→ **EXERCISE**
Gather every line in the records below that contains the word "this".
━━ SUPPLIED MATERIAL ━━
PR #58, opened 2016-11-14
meas_base/DM-8230: updates to forced photometry

TallJimbo:
Two not-obviously-related changes here (on separate commits):
 - We remove a workaround in forced photometry data ID mangling that is now fixed in obs_base
 - We add a config option to support skipping missing patches in forced photometry, which we'll use to enable CCD forced photometry in `ci_hsc` without processing more coadd patches there.

### DIFF
--- a/python/lsst/meas/base/forcedPhotCcd.py
+++ b/python/lsst/meas/base/forcedPhotCcd.py
@@ -54,13 +54,6 @@ class PerTractCcdDataIdContainer(lsst.pipe.base.DataIdContainer):
     the calexp are used.
     """
 
-    def _addDataRef(self, namespace, dataId, tract):
-        """Construct a dataRef based on dataId, but with an added tract key"""
-        forcedDataId = dataId.copy()
-        forcedDataId['tract'] = tract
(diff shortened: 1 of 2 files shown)


TallJimbo:
Note that this diff is relative to DM-8221, which also includes some forced photometry updates.  I'll rebase after review is complete.

python/lsst/meas/base/forcedPhotCcd.py
```diff
@@ -94,16 +87,14 @@ def makeDataRefList(self, namespace):
                     if overlapsTract(tract, wcs, box):
                         visitTract[visit].add(tract.getId())
             else:
-                tract = dataId.pop("tract")
                 # making a DataRef for src fills out any missing keys and allows us to iterate
-                for ref in namespace.butler.subset("src", dataId=dataId):
-                    self._addDataRef(namespace, ref.dataId, tract)
+                self.refList.extend(ref for ref in namespace.butler.subset(self.datasetType, dataId=dataId))
```
PaulPrice: You're not doing this on `"src"` now.  If that's deliberate, remove the comment.

TallJimbo:
Merged manually; PR base was not master.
━━━
→ **TASK RESULT**
Note that this diff is relative to DM-8221, which also includes some forced photometry updates.  I'll rebase after review is complete.
PaulPrice: You're not doing this on `"src"` now.  If that's deliberate, remove the comment.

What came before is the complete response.